You do need to make time for your self.


----------



## unbelievable (Aug 20, 2010)

A very interesting question, indeed. We get into patterns that form habits. In your situation, circumstances require you to be primarily a caregiver for an extended period of time. Both of you would naturally fall into the habits of your respective roles. I would think it would be difficult to suddenly switch into different roles, especially when your wife probably looks about the same from one day to the next and her appearance may not accurately reflect her actual ability. 
There are probably some light chores that occupy your time but aren't physically demanding (paying bills, folding laundry, loading dishwasher?) If she looks like she feels up to it, you might ask her if she could do X while you do Y with the promise that after chores are done, maybe you both could relax and watch a movie or do something else together that she enjoys. 
I may be way off-base, but I expect your frustration may not stem from the quantity of work you have to do but from the feeling you're the only marriage partner actually involved in making the marriage work. If that's the case, you just need to see her working with you a little. You need to see her doing something that shows she's interested in caring for you and the marriage. She's got a job and they don't pay her to be an invalid. She can do some things. Likely, she has just fallen into the habit of assuming you will take care of everything and assuming you don't mind. Her first assumption is correct but the second is false. 
When she does help out, tell her "thanks" and give her a kiss. Tell her how much better she is at folding towels (or whatever) than you are. Women love to feel needed and they love competition. Her self-esteem is probably in the basement and she probably feels as useless as teats on a boar. Remind her that you need her and appreciate her (but this praise is best if linked to her performing some function). She wants another praise cookie, she does another task.


----------



## angler 420 (Dec 4, 2012)

Thanks AFEH,

I do have lots of hobbies/passions. I love to fish, garden, and do all my own home projects (very handy around the house with a lot of carpentry skills). I also used to play tennis but have not in a very long time.

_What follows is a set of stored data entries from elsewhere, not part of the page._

PR #394, opened 2023-09-11
fix beta branch build

sainthiago:


GAllen98 (approved):

tifrel (commented):
Why is this such a big downgrade? According to npmjs our last released version is 0.8.5

PR #403, opened 2023-10-06
Add mb wallet multiple txns

rubenmarcus:


packages/auth/src/wallet.ts
```diff
@@ -35,11 +35,18 @@ export let walletSelectorComponents: WalletSelectorComponents  = {
...
   const selector = await setupWalletSelector({
     network: network,
     debug: mbjs.keys.debugMode,
     modules: [
-      ...options?.additionalWallets || [],
+      setupMBWallet({
+        networkId: network,
+        relayerUrl: '/api/relay',
+        signInContractId: MINTBASE_CONTRACTS[network],
+        walletUrl: network ==='testnet' ? 'https://testnet.wallet.mintbase.xyz' : 'https://testnet.wallet.mintbase.xyz',
```
bh2smith, line 48: It looks to me like the wallet url is testnet regardless of the network value? Shouldn't this be more like:

```suggestion
        walletUrl: network === 'testnet' ? 'https://testnet.wallet.mintbase.xyz' : 'SomethingDifferent',
```

packages/react/src/WalletContext.tsx
```diff
@@ -68,6 +68,8 @@ export const WalletContextProvider: React.FC<{ children: React.ReactNode; networ
   const selectedContract = contractAddress || mbjs.keys.contractAddress;
 
   const setup = useCallback(async () => {
+
+    console.log('setup')
```
bh2smith, line 72: nit: Seems like this wasn't intended to keep:

```suggestion
```

packages/sdk/src/execute/execute.ts
```diff
@@ -21,7 +21,11 @@ export const execute = async (
   validateSigningOptions({ wallet, account });
 
   const outcomes = await genericBatchExecute(flattenArgs(calls), wallet, account, callbackUrl, callbackArgs);
+  console.log(calls, 'calls')
 
-  return checkCallbackUrl(callbackUrl, callbackArgs, wallet, outcomes);
+  console.log(outcomes, 'outcomes')
+
+
+  // return checkCallbackUrl(callbackUrl, callbackArgs, wallet, outcomes);
```
bh2smith, line 29: This looks forgotten...
```suggestion
```

bh2smith (commented):
This looks like it is not ready for review. There are a lot of commented code blocks console logs that appear to be for local debugging purposes... I started off by making suggestions, but later realized there were many more.

PR #410, opened 2023-10-12
RPC: Get access keys for account

tifrel:


sainthiago (approved):

packages/rpc/src/methods/keys.ts
```diff
@@ -0,0 +1,36 @@
...
+    allowance: string;
+    receiver_id: string;
+    method_names: string[];
+  };
+}
+
+export const getAccessKeys = async (accountId: string): Promise<AccessKey[]> => {
+  const res = await requestFromNearRpc({
+    jsonrpc: '2.0',
+    id: 'dontcare',
```
bh2smith, line 19: I suppose this is a meaningless field and we can send whatever we want.

packages/rpc/src/methods/keys.test.ts
```diff
@@ -0,0 +1,22 @@
+import fetch from 'isomorphic-unfetch';
+import { getAccessKeys } from './keys';
+
+jest.mock('isomorphic-unfetch');
+
+describe('keys', () => {
```
bh2smith, line 6: Could we also add tests that the errors are thrown when the response fields don't exist? That way we would know if someone accidentally deletes one of those "throws".

bh2smith (approved):
LGTM! Although I think those two extra tests could help out in the future.

packages/rpc/src/methods/keys.ts
tifrel: I just checked the source code and it seems they simply copy it over to the response, so I guess you could use it to order things if you have an async system running, other folks might come up with more fancy use cases ;)

packages/rpc/src/methods/keys.test.ts
tifrel: Yup, done

PR #409, opened 2023-10-12
@mintbase-js/wallet

rubenmarcus:

PR #413, opened 2023-10-18
Revert "@mintbase-js/wallet"

sainthiago:
Reverts Mintbase/mintbase-js#409


tifrel (approved):

bh2smith:
Why tho?

sainthiago:
> Why tho?

@bh2smith as @rubenmarcus explained to me, this was created to only have mintbase wallet in the wallet list. so this is only suitable for minsta. we will improve this in the next days before merge (allow user to choose which wallets he wants in the consumer app).

PR #415, opened 2023-10-19
Removed at must be `NULL`

tifrel:


sainthiago (approved):

tmp.sh
```diff
@@ -0,0 +1,23 @@
+NODE_URL='https://rpc.ankr.com/eth'
```
bh2smith, line 1: I think change is not intended to be here.

bh2smith (commented):
I believe you have accidentally committed a shell script for converting (block_number, transaction_index) to transaction hash here.

PR #447, opened 2023-12-29
Remove addMinter and removeMinter methods in sdk

sainthiago:


packages/sdk/src/addMinter/addMinter.ts
```diff
@@ -1,29 +0,0 @@
...
-  if (contractAddress == null) {
-    throw new Error(ERROR_MESSAGES.CONTRACT_ADDRESS);
-  }
-  
-  return {
-    contractAddress: contractAddress || mbjs.keys.contractAddress,
-    args: {
-      account_id: minterId,
-    },
-    methodName: TOKEN_METHOD_NAMES.ADD_MINTER,
```
tifrel, line 25: Shouldn't these method names be deleted as well then?

tifrel (approved):

packages/sdk/src/addMinter/addMinter.ts
sainthiago: you are right! 
updated.

PR #454, opened 2024-01-19
Add contractMinters method in data package

sainthiago:


packages/data/src/api/contractMinters/contractMinters.ts
```diff
@@ -0,0 +1,24 @@
...
+import { ParsedDataReturn } from '../../types';
+import { parseData } from '../../utils';
+import { contractMintersQuery } from './contractMinters.query';
+import { ContractMintersResults } from './contractMinters.types';
+
+
+export const contractMinters = async (
+  contractAddress: string | string[],
+  network?: Network,
+): Promise<ParsedDataReturn<ContractMintersResults>> => {
```
tifrel: It would be more straight-forward for users if they just got a `string[]` as return.

packages/data/src/api/contractMinters/contractMinters.ts
```diff
@@ -0,0 +1,24 @@
+import { Network } from '@mintbase-js/sdk';
+import { fetchGraphQl } from '../../graphql/fetch';
+import { ParsedDataReturn } from '../../types';
+import { parseData } from '../../utils';
+import { contractMintersQuery } from './contractMinters.query';
+import { ContractMintersResults } from './contractMinters.types';
+
+
+export const contractMinters = async (
+  contractAddress: string | string[],
```
tifrel: Does `string[]` work? I would assume that it crashes the query. Also what is returned then, a union of minters? Are duplicates removed? This would be a lot less confusing if we dropped to possibility to query multiple smart contracts at once.

tifrel (changes requested):

tifrel (approved):

PR #481, opened 2024-03-07
feat(data): Add reference field to store NFTs

tifrel:


bh2smith (approved):
Seems legit. Surprised this wasn't here before... or what was wrong with the "image" filed that seems to hold the same info?

sainthiago (approved):

PR #483, opened 2024-03-08
Implement dynamic NFT metadata query

tifrel:


packages/data/src/api/dynamicNftMetadata/README.md
```diff
@@ -0,0 +1,33 @@
...
+For the most reliable data, reference our [existing graphql docs](https://docs.mintbase.io/dev/read-data/mintbase-graph).
+{% endhint %}
+
+Returns NFTss by `contractAddress` and `internMetadataId` (as used on the smart contract). The `isActive` toggle filters for active (currently used) or inactive (unused) metadata.
+
+### dynamicNftMetadata( {contractAddress: string, internalMetadataId: number, isActive: boolean, network?: "testnet" | "mainnet"})
+
+Example usage:
+
+{% code title="queryDynamicNftMetadata.ts" overflow="wrap" lineNumbers="true" %}
```
bh2smith, line 16: Today I learned this little trick!

packages/data/src/api/dynamicNftMetadata/dynamicNftMetadata.mock.ts
```diff
@@ -0,0 +1,55 @@
...
+    {
+      metadataId: 'dynamic.mintbase2.near:deadbeef0',
+      contractAddress: 'dynamic.mintbase2.near',
+      internalMetadataId: 0,
+      reference: 'https://arweave.net/reference0',
+      referenceBlob: {
+        media: 'https://arweave.net/media0',
+        history: [],
+      },
+      isActive: true,
```
bh2smith: This mock value is called inactive, but has active = true... was that intended?
```suggestion
      isActive: false,
```

packages/data/src/api/dynamicNftMetadata/dynamicNftMetadata.test.ts
```diff
@@ -0,0 +1,62 @@
...
+  it('should return inactive metadata', async () => {
+    (GraphQLClient as jest.Mock).mockImplementationOnce(() => ({
+      request: (): Promise<DynamicNftMetadataResult> => Promise.resolve(dynamicNftMetadataMockInactive),
+    }));
+
+    const result = await dynamicNftMetadata({ ...props, isActive: false });
+
+    expect(result?.data).toBe(
+      dynamicNftMetadataMockInactive,
+    );
```
bh2smith, line 48: If this is passing and the inactiveMock has only active records, I am not sure I understand...

sainthiago (approved):

packages/data/src/api/dynamicNftMetadata/dynamicNftMetadata.test.ts
```diff
@@ -0,0 +1,62 @@
...
+
+  it('should handle errors', async () => {
+    const errMessage = 'exploded';
+    (GraphQLClient as jest.Mock).mockImplementationOnce(() => ({
+      request: (): Promise<DynamicNftMetadataResult> => Promise.reject(new Error(errMessage)),
+    }));
+
+    const call = await dynamicNftMetadata({...props, isActive: true});
+
+    expect(call).toStrictEqual({ error: errMessage });
```
bh2smith, line 59: Here, I think we should be mocking the internal `fetchGraphQl` to actually test that `dynamicNftMetadata` is handling errors the way we expect and the assertion should look like:

```suggestion
    expect(call).toStrictEqual({ error: `Error fetching store nfts, ${errMessage}` });
```

Because that's what the function does with errors. 

Otherwise, I don't believe this test serves any non-trivial purpose.

bh2smith (commented):
Everything looks overall good except for two few suspicious things inside the tests:

1. mocked inactive value has `active = true` which seems unintended (and also weird if tests are passing on it). 
2. The test for error capturing seems overly mocked to the point that it is not actually testing anything.

rubenmarcus (approved):

packages/data/src/api/dynamicNftMetadata/dynamicNftMetadata.test.ts
tifrel: I do agree that the tests are a bit over-mocked, this is essentially just testing that the function forwards the GraphQL result as the data.

packages/data/src/api/dynamicNftMetadata/dynamicNftMetadata.test.ts
tifrel: Hm, the method `GraphQlClient.request` is being used inside of `fetchGraphQl`, so this is indeed a bit spurious. Just dug into `parseData`, the `Error fetching store NFTs` is simply logged, but not returned. it returns the unchanged error string or object. To change that would require rewriting the tests for the whole module.

bh2smith (approved):

PR #499, opened 2024-03-27
update mbjs-react

rubenmarcus:


packages/react/README.md
```diff
@@ -60,7 +60,7 @@ the default way of interacting with Mintbase Wallet is using the MintbaseWalletC
 
 ## properties:
 
-**contractAddress** : `your near contract address / your mintbase store address`
+**contractAddress** (not mandatory): `If you set this it will login the user using Limited Access Keys,set with your near contract address / your mintbase store address`
```
sainthiago:
```suggestion
**contractAddress** (optional): `If you set this it will connect the user using Limited Access Keys, set with your near contract address / your mintbase store address`
```

GAllen98: I would change the order of the scentences like so: 
`Your near contract address / your mintbase store address. If you set this, it will connect the user using Limited Access Keys.`

sainthiago (approved):

PR #90, opened 2026-07-30
Remove duplicate proof-completion tasks

Qian-Cheng-nju:
## Summary

- remove 23 byte-identical proof-completion target copies while retaining canonical tasks
- add one post-generation duplicate gate that auto-removes the approved copied-module families listed in JSON and rejects unknown duplicate groups before deleting anything
- update dataset counts to 68 examples and 683 tasks


Qian-Cheng-nju:
@sukanya1426 Could you review that? Thanks a lot!

sukanya1426:
@Qian-Cheng-nju Sure..

source/tlaplus_examples_SpecifyingSystems_Liveness/InternalMemory.tla
```diff
@@ -13,7 +13,7 @@ TypeInvariant ==
   /\ buf \in [Proc -> MReq \cup Val \cup {NoVal}]
 
 Req(p) == /\ ctl[p] = "rdy" 
-          /\ \E req \in  MReq : 
+          /\ \E req \in  MReq :
```
sukanya1426, line 16: I think this commit can be dropped. The two InternalMemory_proof_* tasks (InvInductive and TypeCorrect) were already byte-identical across all four directories, so the gate catches them without changing source/.

It also leaves benchmark/ out of sync. The sources were edited, but the generated models weren't regenerated, so the next generate --shared-model will produce a diff that's missing from this PR.

source/ also appears to be a direct copy of upstream (110 of the 184 specs still contain trailing whitespace), so editing it loses that provenance. This applies equally to the Composing and RealTime copies changed in the same commit.

Could you either drop this commit or regenerate benchmark/ after making the change?

src/dataset/proof_completion/generate.py
```diff
@@ -1120,6 +1122,65 @@ def _run_sany_gate(directory):
...
+            "  - " + "\n    ".join(os.path.relpath(path, directory) for path in group) for group in unknown
+        )
+        raise RuntimeError(f"duplicate task gate found {len(unknown)} unapproved exact-byte group(s):\n{detail}")
+
+    removed = []
+    for keeper, group in approved:
+        for path in group:
+            if path == keeper:
+                continue
+            os.remove(path)
```
sukanya1426, line 1229: The gate removes task files, but it doesn't clean up dependency modules that are no longer used. After this PR, benchmark/proof-completion/tlaplus_examples_SpecifyingSystems_{Composing,Liveness,RealTime}/ contain 10 model files between them, but no remaining tasks.

Nothing breaks, get_benchmark_files only picks up directories with a top-level goal, so the runner ignores them. They're just dead files now, and the tree still contains three example directories that docs/DATASET.md no longer lists.

Could the gate also prune dependency files that no surviving task needs, and remove directories once they're empty?

src/dataset/proof_completion/duplicate_task_families.json
```diff
@@ -0,0 +1,35 @@
...
+    "target_prefix": "HourClock_proof_",
+    "canonical": "tlaplus_examples_SpecifyingSystems_HourClock",
+    "copies": [
+      "tlaplus_examples_SpecifyingSystems_Composing",
+      "tlaplus_examples_SpecifyingSystems_Liveness",
+      "tlaplus_examples_SpecifyingSystems_RealTime"
+    ]
+  },
+  {
+    "target_prefix": "InternalMemory_proof_",
```
sukanya1426, line 27: Just a heads-up since this overlaps with #92, not a change request. Running this against the #92 tree exposed two duplicate groups that aren't listed here:

Consensus/Consensus_Invariance.tla + tlaplus_examples_{Paxos,byzpaxos}/
Consensus/Voting_QuorumNonEmpty.tla + tlaplus_examples_Paxos/

That means whichever PR merges second will need to update this list. If this one lands first, I'll make the change in #92.

src/dataset/proof_completion/generate.py
```diff
@@ -1168,9 +1230,10 @@ def main():
         if count:
             print(f"  -> {count} benchmarks")
 
+    duplicates = _run_duplicate_gate(BENCHMARK_DIR)
     dropped = _run_sany_gate(BENCHMARK_DIR)
-    detail = f" ({total} generated, {dropped} dropped as degenerate)" if dropped else ""
-    print(f"\nTotal benchmarks generated: {total - dropped}{detail}")
+    detail = f" ({total} generated, {len(duplicates)} duplicates and {dropped} degenerate tasks dropped)"
```
sukanya1426: detail is unconditional now, so even a run with nothing to report prints … (0 duplicates and 0 degenerate tasks dropped). The previous behavior only showed this when there was something to report, which seems a bit cleaner. Same on line 1212 in the --shared-model branch.

sukanya1426 (changes requested):

Qian-Cheng-nju:
> Just a heads-up since this overlaps with https://github.com/specula-org/tlaps-bench/pull/92

@sukanya1426 Thanks for pointing this out. Since these duplicate groups are introduced by #92, I think the allowlist should be updated in that PR.

I have fixed other comments, thanks a lot!

Qian-Cheng-nju:
@sukanya1426 Once you think it looks good, please merge.

sukanya1426 (approved):
LGTM!

sukanya1426:
Hi @Qian-Cheng-nju , the changes are looking good to me, but I think I don't have write access to the repository, so I'm unable to merge the PR.

PR #91, opened 2026-07-30
Refine benchmark cost and time accounting

Qian-Cheng-nju:
## Summary

- record formal agent wall time and equivalent public API cost for every benchmark backend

This past summer, I only fished a handful of times and did a small amount of gardening. 

I know what you are saying about re-collecting myself through stress free activities. I don't know what my problem is, but I find it hard to enjoy these times now as I am constantly worried about my wife and will check in with her many times while I am not at home. I need to get away from this behavior not only for myself, but sometimes my wife even feels "smothered" and I need to give her space.

I don't know when this happened. It kind of of crept up on me and now this is the way things are. I need to break these habits and the pattern and get back to my hobbies.

Thanks!


----------



## angler 420 (Dec 4, 2012)

Unbelievable,

Your screen name suites you well. I cannot believe that you nailed my situation so well, it truly is "unbelievable". I feel like you have been peeking in my windows and know our situation better than even our closest friends.

You are so right about her feeling "useless". That is the main reason she continues to work outside the home. She has had a couple of her doctors tell her she should stop working and collect disability, but she will have to be on her death bed before she does that. She does pay the bills as that does not require anything physical and when she is really feeling awful, I may run to the bank for her to transfer, deposit, whatever, but she takes care of the finances mostly.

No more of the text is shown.